Congenital disorder of glycosylation type Ia (Congenital disorder of glycosylation type Ia) - Gen PMM2.
Congenital altered glycosylation type Ia (CDG-Ia), also known as deficiency phosphomannomutase-2, is a hereditary disease that affects many parts of the body. The type and severity of the problems associated with the disease vary widely among affected individuals, sometimes even between members of the same family.
Individuals with CDG-Ia often have signs and symptoms of the disease during childhood hypotonia, retracted nipples, abnormal fat distribution, strabismus, delayed development and stunted growth. Often these children also have an underdeveloped cerebellum. Sometimes, affected individuals have distinctive facial features that may include a high forehead, a triangular face, large ears and a thin upper lip. Additional symptoms may include seizures, pericardial effusion and blood clotting disorders. About 20% percent of affected children do not survive beyond the first year of life due to multiorgan failure. More severe cases of congenital altered glycosylation type Ia are characterized by fetal hydrops. Most babies with fetal hydrops are stillborn or die shortly after birth.
People with CDG-Ia who survive childhood can have moderate intellectual disability and inability to walk independently. Affected individuals may also present lethargy and temporary paralysis. Overall, the recovery of these episodes occurs over a few weeks to several months. During adolescence or adulthood, individuals with peripheral neuropathy, kyphoscoliosis, ataxia and contractures. Some affected individuals have an eye condition called retinitis pigmentosa that causes loss of vision. Women with CDG-Ia have hipergonadotrópico hypogonadism, which affects the hormones that direct coding sexual development. As a result, these women do not go through puberty. Meanwhile, affected males have normal puberty, but often have small testicles.
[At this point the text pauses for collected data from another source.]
PR #17280, opened 2024-11-20
Updating trix.is-a.dev

tr1xem:
Satified Was switching account and repo

### DIFF
--- a/domains/_github-pages-challenge-tr1xem.trix.json
+++ b/domains/_github-pages-challenge-tr1xem.trix.json
@@ -1,0 +1,9 @@
+{
+  "owner": {
+    "username": "tr1xem",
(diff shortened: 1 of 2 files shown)


domains/_github-pages-challenge-tr1xem.trix.json
DEV-DIBSTER, line 1: So you just want to keep the verification but not the actual record (trix.json)?

DEV-DIBSTER (changes requested):

domains/_github-pages-challenge-tr1xem.trix.json
tr1xem: Yes After verification i could use it to any repo i want(which in this case will be website repo)

PR #17292, opened 2024-11-21
[NS Records] ploszukiwacz.json

ploszukiwacz:
I need ns records becouse:

I need the CNAME record with MX and TX not possible with is-a.dev but possible with cf
And I have a rpi4 running searxng at home, now i want to expose it to my is-a.dev domain. Now doing this without cf would mean exposing my home ip, and basically doxxing myself. Now with cf I can proxy it and not expose my home ip


wdhdev:
Will be fixed soon, pause this request for now.

PlOszukiwaczDEV:
Sadge

PlOszukiwaczDEV:
I will pause later on pc i can't on mobile

wdhdev:
Fixed this issue in #17369, please change this to a CNAME, and then enable proxying.

PR #17446, opened 2024-11-30
Register 7z.is-a.dev

XikiZxGS:
Register 7z.is-a.dev with CNAME record pointing to xikizxgs.github.io.


iostpa (approved):
I guess its fine

PR #17505, opened 2024-12-01
Update sono.json

getSono:
# Reason for NS records

- I have a Raspberry Pi at home and I sometime use it for a small cloud etc. 
 To protect my IP, I wanna set up NS records.

- When I just wanna test out something, then I don't wanna create a json file and wait till my domain gets accepted.

I hope that my PR gets approved and when not it's fine too.

> My english is not the best


Stef-DP (approved):
first one seems a good reason to me

Issue #166, opened 2016-10-13
Model.refresh() doesn't respect attribute deletion


MarSoft:
Let's consider this situation.
I have a model, like this:

```
class User(Model):
    name = UnicodeAttribute(hash_key=True)
    subscriptions = UnicodeSetAttribute()
```

Now, let's there is a user with just one subscription:

```
user = User(name='john', subscriptions=set(['news']))
user.save()
```

Then, in some other place of the program, we unsubscribe user from `news`:

```
u = User.get('john')
u.subscriptions.discard('news')
u.save()
```

And finally, in the initial object, we request a refresh:

```
user.refresh()
```

**What happens:**
`user` object has stale value of `subscriptions` field
**Expected behaviour:**
Disappeared value should be noticed, and `user.subscriptions` should be set to `None`.

**How to fix:**
The problem seems to be in `Model._deserialize` method. It walks over received data object and then for each field found in the model it updates that field. What would probably be better is to walk over model fields and update them from incoming data, or set them to `None` if not found.

PR #167, opened 2016-10-13
Fix issue 166

MarSoft:
As described in the issue #166, this change should make `Model.refresh()` respect nullified attributes.

### DIFF
--- a/pynamodb/models.py
+++ b/pynamodb/models.py
@@ -1193,6 +1193,7 @@ class Model(with_metaclass(MetaModel)):
                 value = attrs[name].get(attr_type, None)
                 if value is not None:
                     setattr(self, name, attr.deserialize(value))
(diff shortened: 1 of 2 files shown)


MarSoft:
Two failing tests were caused by 2 reasons:
1. `Model._from_data` passed `hash_key` separate from other values, and hash_key was nullified by new implementation of `_deserialize`
2. My new implementation of `Model._deserialize`, just like previous one, didn't respect custom attribute names (#168). Even worse, `ModelTestCase.test_refresh` was broken too - it checked "internal" attribute name on the model (`item.user_name`) instead of "custom" one. Fixed this as well.

garrettheel:

jpinner-lyft:
Re-implemented on top of master in #388.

Congenital altered glycosylation type Ia (CDG-Ia), is due to mutations in the gene PMM2, located on the short arm of chromosome 16 (16p13). This gene encodes the enzyme phosphomannomutase (PMM), which is involved in glycosylation, by which, oligosaccharides bind to proteins. Glycosylation modifies proteins so they can make a greater variety of functions.
There are more than 100 mutations in the gene PMM2 in people with the disease. These mutations change the structure of the enzyme PMM different ways. However, all mutations seem to result in a reduction in enzyme activity. This decrease in activity of the enzyme PMM causes a deficiency of GDP-mannose into cells. As a result, not enough activated mannose to form oligosaccharides. Glycosylation can not be performed normally because incorrect oligosaccharides are encoded. Signs and symptoms in CDG-Ia are probably due to encoding glycosylated proteins incorrectly in many organs and tissues.
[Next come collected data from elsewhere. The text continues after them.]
PR #178, opened 2016-10-31
List of non map attribute bug

jmphilli:


danielhochman:
incorporated into #175

PR #180, opened 2016-11-01
Make "unprocessed keys for batch operation" log at info level.

bedge:
Setting log level to info supporesses almost everything.
This feels like one thing that would be useful to see at info level.


danielhochman:
Thanks!

PR #183, opened 2016-11-03
Throw when raw MapAttribute is used

jmphilli:


jmphilli:
@danielhochman

jmphilli:
@yedpodtrzitko

yedpodtrzitko:
Thanks for the response. I've seen the examples you linked, but that doesn't work for me in this scenario, unfortunately.
I have a table which stores a generic JSON document in one of its attributes, and each JSON document can be a bit different (so I can't define the structure). The obvious solution would be to use the obsolete `JsonAttribute`, right? No. Please dont ask me any details about this, but there's another microservice working with this table, and its maintainer decided to replace PynamoDB with Flywheel, which supports a generic Map Attribute, so I can't store it as a serialized json, as the other microservice expects `Map` datatype there (yay microservices).

Anyway, I think I won't be the only one who would like to use a generic `MapAttribute`. So what I could imagine instead would be a flag on the `MapAttribute` class, which would allow skipping the validation (something like `MapAttribute(raw=True)` ).

The only change needed would be in `_serialize()`:

```python
if isinstance(attr, MapAttribute) and not attr.raw: # modified line
    if not value.validate():
        raise ValueError("Attribute '{0}' is not correctly typed".format(attr.attr_name))
    value = value.get_values()
``` 

this way it will be serialized into the `Map` datatype without enforcing any structure.

jmphilli:
hmm ya, i think this is a use case we do want to support, but i think it might take a little longer to build. 

Basically, i think we could have a `MapAttribute` that is not subclassed and has dicts, strings, numbers, whatever. We would have to look at each attribute in the class and serialize apporpriately.

Could you use a `Map` of `Json` in the interim? or a string or something?

yedpodtrzitko:
> but i think it might take a little longer to build. 

I dont think so. I am using a modified version of the code in which just the three lines nested under `if isinstance(attr, MapAttribute)` are not executed, and it's serialized correctly:

generic map serialized

jmphilli:
@yedpodtrzitko -- can you open a PR?

yedpodtrzitko:
> can you open a PR?
sure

This disease is inherited in an autosomal recessive pattern, that is, both copies of the gene in every cell must have mutations for alteration is expressed. The parents of an individual with an autosomal recessive disease have a copy of the mutated gene, but usually show no signs and symptoms of the disease.
Tests in IVAMI: in IVAMI perform detection of mutations associated with congenital altered glycosylation type Ia, by complete PCR amplification of exons PMM2 gene, and subsequent sequencing.
Samples recommended: EDTA blood collected for separation of blood leukocytes, or impregnated sample card with dried blood (IVAMI may mail the card to deposit the blood sample).